Variation: Changing the Conditions of Practice

Variation means practising the same skill or applying the same knowledge across varied contexts, surface forms, or problem formats. Rather than practising one type of essay question repeatedly, students practise under different question formats, different stimulus materials, or different time constraints. Rather than teaching a mathematical procedure with one class of problem, teachers present the same underlying concept across problems that look quite different on the surface (Bjork & Bjork, 2020).

The benefit of variation is transfer. When students encounter only one form of a problem, they often develop knowledge that is brittle: it works for that specific form but fails when the surface features change. Variation forces the learner to distinguish the deep structure of a problem from its surface features, which is what enables transfer to novel situations. This connects directly to cognitive load theory, which identifies schema abstraction (extracting general principles from specific instances) as the goal of effective instruction.

Classroom example (Year 7 English): A teacher wants students to understand how writers use sentence structure for effect. She could teach this using only newspaper headlines, practise it with newspaper headlines, and assess it using newspaper headlines. Instead, she uses examples from novels, speeches, advertising, poetry, and non-fiction reports. Each context presents the same underlying concept (sentence structure for effect) in a different surface form. Students develop a more transferable, flexible understanding because they have had to identify the concept across varied contexts, rather than recognising a familiar surface pattern.

The New Theory of Disuse: Why Forgetting Is Not the Enemy

One of Bjork's most provocative claims is that forgetting is not a bug in the memory system but a feature of an adaptive one. The 'New Theory of Disuse' (Bjork & Bjork, 1992) proposes that the human memory system has evolved to manage an extraordinarily large amount of stored information by making unused information less accessible over time. This is not storage decay, which would mean the information is lost. It is retrieval strength reduction, which means the information becomes harder to access without being erased.

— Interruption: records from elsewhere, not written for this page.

PR #1525, opened 2019-12-02
Feature/tsp visibility sc 2173

tofixx:
# Checkliste

## Allgemein
- [x] Links zu verwandten PRs anderer Repositories
  - https://github.com/schul-cloud/schulcloud-server/pull/887
  - Im Ticket (oder PR, wenn kein Ticket): Beschreibung und Begründung der Änderung/Neuerungen
- [x] Link zum Ticket https://ticketsystem.schul-cloud.org/browse/SC-2173

### DIFF
--- a/app.js
+++ b/app.js
@@ -13,13 +13,18 @@ const handlebars = require('handlebars');
 const layouts = require('handlebars-layouts');
 const handlebarsWax = require('handlebars-wax');
 const Sentry = require('@sentry/node');
+const { Configuration } = require('@schul-cloud/commons');
+
 const { tokenInjector, duplicateTokenHandler } = require('./helpers/csrf');
 
 const { version } = require('./package.json');
 const { sha } = require('./helpers/version');
 const logger = require('./helpers/logger');
 
+
 const app = express();
+const config = new Configuration({ schemaFileName: 'default.schema.json' });
+config.init(app);
 
 if (process.env.SENTRY_DSN) {
 	Sentry.init({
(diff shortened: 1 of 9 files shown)


config/default.schema.json
```diff
@@ -0,0 +1,20 @@
...
+		"TEACHER_VISIBILITY_FOR_EXTERNAL_TEAM_INVITATION": {
+			"type": "string",
+			"default": "opt-out",
+			"enum": [
+				"disabled",
+				"opt-in",
+				"opt-out",
+				"enabled"
+			],
+			"description": "defines wheter external team invitation shows teachers from different schools or not. if enabled system wide there are options general enabled or opt-in/-out by user required."
```
Parnswir: See my suggestion in the server PR

controllers/account.js
```diff
@@ -16,24 +16,28 @@ router.post('/', (req, res) => {
...
 		passwordNew,
 	} = req.body;
-	const discoverable = !!req.body.discoverable;
+	let discoverable = null;
+	if (req.body.discoverable === 'true') {
+		discoverable = true;
+	}
+	if (req.body.discoverable === 'false') {
+		discoverable = false;
+	}
```
adrianjost: shouldn't `discoverable` default to `false`? `null´ is handled like `false` in our code so it is unnecessary to have the second if.

app.js
```diff
@@ -13,13 +13,18 @@ const handlebars = require('handlebars');
 const layouts = require('handlebars-layouts');
 const handlebarsWax = require('handlebars-wax');
 const Sentry = require('@sentry/node');
+const { Configuration } = require('@schul-cloud/commons');
```
adrianjost: `Configuration` is really generic and difficult to understand. I have no clue what this package is doing.
After reading the npm package description I understand what it should do, but I still think the name should be changed here.
There is also no documentation at all, how to use and configure that package.

controllers/account.js
tofixx: nope, we have a nullable boolean here so it has three states, not only two.

PR #1527, opened 2019-12-04
MDG Nienburg entfernt

JacquelineThorns:
# Checkliste


janrenz:
we can also delete the logo from the S3 bucket

JacquelineThorns:
@janrenz done

PR #1540, opened 2019-12-11
remove nodemon from dockerfile

adrianjost:
nodemon is not used in production, so there is no need for it. It may be the reason why the build is failing from time to time

https://github.com/npm/uid-number/issues/3
https://github.com/npm/npm/issues/20861
https://jira.atlassian.com/browse/BCLOUD-16334


tofixx:
already cherrypicked

PR #1618, opened 2020-02-19
Update dependencies

Parnswir:
More focussed version of #1555


gulpfile.js
```diff
@@ -297,23 +294,6 @@ gulp.task('watch', ['build-all'], () => {
 	gulp.watch(withTheme('./static/*.*'), watchOptions, ['static']);
 });
 
-gulp.task('watch-reload', ['watch', 'browser-sync']);
```
adrianjost: would be nice to keep this. I use it every time

adrianjost: sorry, just overlooked it.

PR #1629, opened 2020-03-04
create npm audit workflow

adrianjost:
# Checkliste

- successor of https://github.com/schul-cloud/schulcloud-client/pull/1557

## Allgemein
- [x] Link zum Ticket https://ticketsystem.schul-cloud.org/browse/OPS-247

## Mehr


Parnswir:
Nice, but it fails due to dev-dependencies right now although it shouldn't with `--only=prod` 😄

adrianjost:
@Parnswir It's a known bug 😅🙄

https://npm.community/t/npm-audit-without-fix-ignores-only-prod/3959/7

with an open PR

https://github.com/npm/cli/pull/125

adrianjost:
I have now seperated DEV & PROD checks so we can monitor them seperatly as long as they are not both green

PR #1631, opened 2020-03-06
ce/ stable and performance fix for show course

CeEv:
# Checkliste

## Mehr


controllers/courses.js
```diff
@@ -12,6 +12,8 @@ const logger = require('../helpers/logger');
 
 const router = express.Router();
 
+const { CALENDAR_SERVICE_ENABLED, HOST } = process.env;
```
tofixx: This is a feature, we use `FEATURE_...` named ENV's in other situations, why not here?

controllers/courses.js
```diff
@@ -620,99 +622,122 @@ router.get('/:courseId/', (req, res, next) => {
 	];
 
 	// ########################### start requests to new Editor #########################
+	let editorBackendIsAlive = true;
 	if (EDITOR_URL) {
```
tofixx: This sounds like a feature, why translating the existence of an url into a feature flag?
Instead I would use a feature flag and if enabled, the url (and maybe other values as well) should be defined.

controllers/courses.js
```diff
@@ -620,99 +622,122 @@ router.get('/:courseId/', (req, res, next) => {
...
-		promises.push(apiEditor(req).get(`course/${req.params.courseId}/lessons`));
+		promises.push(apiEditor(req)
+			.get(`course/${req.params.courseId}/lessons`)
+			.catch((err) => {
+				logger.warn('Can not fetch new editor lessons.', err);
```
tofixx: this is an error, isn't it?
```suggestion
				logger.error('Can not fetch new editor lessons.', err);
```

controllers/courses.js
```diff
@@ -620,99 +622,122 @@ router.get('/:courseId/', (req, res, next) => {
...
+					total: 0,
+					data: [],
+				};
+			}));
 	}
 
 	// ############################ end requests to new Editor ##########################
+	const [
+		course,
+		_lessons,
```
tofixx: lint: no underscore?

controllers/courses.js
```diff
@@ -620,99 +622,122 @@ router.get('/:courseId/', (req, res, next) => {
...
-				url: `/courses/${req.params.courseId}/topics/${lesson._id}/`,
-			}));
-
-			const homeworks = (_homeworks.data || []).map((assignment) => {
-				assignment.url = `/homework/${assignment._id}`;
-				return assignment;
-			});
+	try {
+		// ############################## check if new Editor options should show #################
+		const edtrUser = (res.locals.currentUser.features || []).includes('edtr');
```
tofixx: use more descriptive name like `currentUserHasFeatureEditor`

controllers/courses.js
```diff
@@ -620,99 +622,122 @@ router.get('/:courseId/', (req, res, next) => {
...
+		const userHasEditorEnabled = EDITOR_URL && edtrUser;
```
tofixx: the meaning is not correct? why doing this if feature is globally disabled?

controllers/courses.js
```diff
@@ -620,99 +622,122 @@ router.get('/:courseId/', (req, res, next) => {
...
-					),
-					// #################### new Editor, till replacing old one ######################
-					newLessons,
-					isNewEdtrioActivated,
-					scopedCoursePermission: scopedPermissions[res.locals.currentUser._id],
-				}),
-			);
-		})
-		.catch(next);
+		const baseUrl = req.headers.origin || HOST || 'http://localhost:3100';
```
tofixx: move this (`HOST || 'http://localhost:3100'`) to config/globals.js or use HOST only

controllers/courses.js
CeEv: I do not add this envs, only remove it from request callback into global scope.

controllers/courses.js
CeEv: The same i do not add it. It is the same like host and server urls. This is not a feature. The new editor is a base MS in future. But the client should work without, like calendar and content MS.

controllers/courses.js
CeEv: I do not add it and i do not know for what origin in context of CSRF is used. It is adding by aron.

controllers/courses.js
CeEv: It is old code too. In this PR i add only editorBackendIsAlive check and resort the error handling.

controllers/courses.js
CeEv: currentUser is the send user information from server and this includes features as flag. The model has the flag features.

controllers/courses.js
CeEv: Some closed beta tester can have the flag to use the new editor. If the editor backend is set and alive and a visible editor lesson exist, it should display it to the students.

PR #1648, opened 2020-03-12
22.3.0 SC-3586

tofixx:
# Checkliste

handle link redirection inside the client & handle errors in client
https://github.com/schul-cloud/schulcloud-server/pull/1035

PR #1649, opened 2020-03-12
Hotfix/22.3.1

adrianjost:
# #1648 should be merged first!

Ticket: https://ticketsystem.schul-cloud.org/browse/SC-3544

if the original form request contained a `_csrf` field, the token was also appended to the CSRF retry form. This resulted in multiple csrf tokens. I added some better error handling and prevented duplicate csrf tokens on the retry page.

### DIFF
--- a/helpers/csrf.js
+++ b/helpers/csrf.js
@@ -1,4 +1,5 @@
-/* eslint-disable no-underscore-dangle, max-len */
+/* eslint-disable no-underscore-dangle */
+const logger = require('./logger');
 
 const tokenInjector = (req, res, next) => {
 	res.locals.csrfToken = req.csrfToken();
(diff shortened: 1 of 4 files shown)


Parnswir:
Two questions:

- could the problem also be solved by taking the last token instead of the first token from the list?
- Why throw a warning in case multiple identical tokens exist? Nothing bad happens and no other request or process is affected by this

adrianjost:
@tofixx 

> * could the problem also be solved by taking the last token instead of the first token from the list?

not reliably, because it depends on the order of interpretation of node and in which order the browser do send the values

> * Why throw a warning in case multiple identical tokens exist? Nothing bad happens and no other request or process is affected by this

Because it is not intended and supported behaviour to have multiple CSRF Tokens. Otherwise we could start adding a thousand tokens and try all of them until we have a valid one.
I throw a warning, because we should get noticed if we implemented something wrong anywhere and this behaviour happens. Who knows if the tokens will be always in sync? Better be safe and get informed if something happens we do not expect and support so we can start fixing the issue before something bad happens.

malcm:
Codacy Here is an overview of what got changed by this pull request:


```diff

Issues
======
- Added 1
           
```


See the complete overview on [Codacy](https://app.codacy.com/manual/schul-cloud/schulcloud-client/pullRequest?prid=5168705&bid=16967920)

Parnswir:
Good points, :+1:

PR #1659, opened 2020-03-16
Hotfeature/gulp clear cache keep build

tofixx:
# Checkliste

added `gulp clear-cache` which allows to clear the cache of gulp and webpack only without removal of build files. after `gulp clear-cache`, `gulp` is completely recreating the build files. 

if a build not consists most current files they can be updated without removal now.

### DIFF
--- a/gulpfile.js
+++ b/gulpfile.js
@@ -255,6 +255,19 @@ gulp.task('clear', () => gulp
 	)
 	.pipe(rimraf()));
 
+// clear gulp cache without removing current build	
+gulp.task('clear-cache', () => gulp
+	.src(
+		[
+			'./.gulp-changed-smart.json',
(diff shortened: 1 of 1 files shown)


tofixx:
> What's the benefit of this?
> Removing all files shouldn't take that much longer and as you mentioned all files still need to be generated again.

currently if we detect malicious data, we have to remove all build files and then can rebuild them, during this time, the client will not be usable while if we just override them, the usability is almost not affected

adrianjost:
> > What's the benefit of this?
> > Removing all files shouldn't take that much longer and as you mentioned all files still need to be generated again.
> 
> currently if we detect malicious data, we have to remove all build files and then can rebuild them, during this time, the client will not be usable while if we just override them, the usability is almost not affected

Ahh so this fix is for fast production rebuilds, right?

The adaptive value of this system is that currently relevant information stays accessible while older, unused information becomes temporarily suppressed. If every memory maintained the same retrieval strength regardless of use, the most recently acquired knowledge would be constantly competing with older memories, and retrieval would be chaotic. The reduction of retrieval strength for low-use information is a useful filtering mechanism.

What makes this theory practically significant is the relationship between forgetting and re-learning. When retrieval strength for a piece of knowledge drops but storage strength is still present, re-learning that knowledge produces a disproportionately large increase in storage strength. This is the 'savings in relearning' effect, first documented by Ebbinghaus and thoroughly explained by Bjork's theoretical framework. Allowing students to partially forget material before reviewing it is not pedagogical negligence; it is the optimal condition for maximising long-term storage strength.

Teachers who interpret student forgetting between lessons as evidence that they 'didn't really learn it' are applying the wrong model of memory. A student who cannot recall something after two weeks has not necessarily failed to learn it; they have simply experienced the natural reduction in retrieval strength that the memory system applies to low-activation knowledge. Re-engaging that knowledge will restore and strengthen it, especially if the retrieval is effortful.

Performance vs Learning: The Most Important Distinction in Teaching

Bjork and Soderstrom (2015) make a distinction that is perhaps the most important single idea in the desirable difficulties literature: performance and learning are not the same thing. Performance is what a student can do during or immediately after instruction. Learning is the relatively permanent change in knowledge or skill that endures over time and transfers to new contexts. The problem is that performance is visible and learning is not.

This creates a systematic illusion. A lesson where students perform well (give correct answers, complete tasks, demonstrate fluency) feels effective. A lesson where students struggle, produce errors, and take longer to complete tasks feels less effective. But if the struggling lesson was employing desirable difficulties (spaced retrieval, interleaving, generation), it is producing substantially more learning than the fluent lesson, which may be producing only the performance illusion.

This illusion affects both students and teachers. Students, given a free choice of study method, consistently prefer massed practice, re-reading, and highlighting because these strategies produce high fluency during study, which feels like learning. Teachers, when observing lessons, tend to rate lessons with high student engagement and correct responses more positively than lessons with productive struggle and errors. Both judgements are, from a learning science perspective, likely to be wrong (Soderstrom & Bjork, 2015).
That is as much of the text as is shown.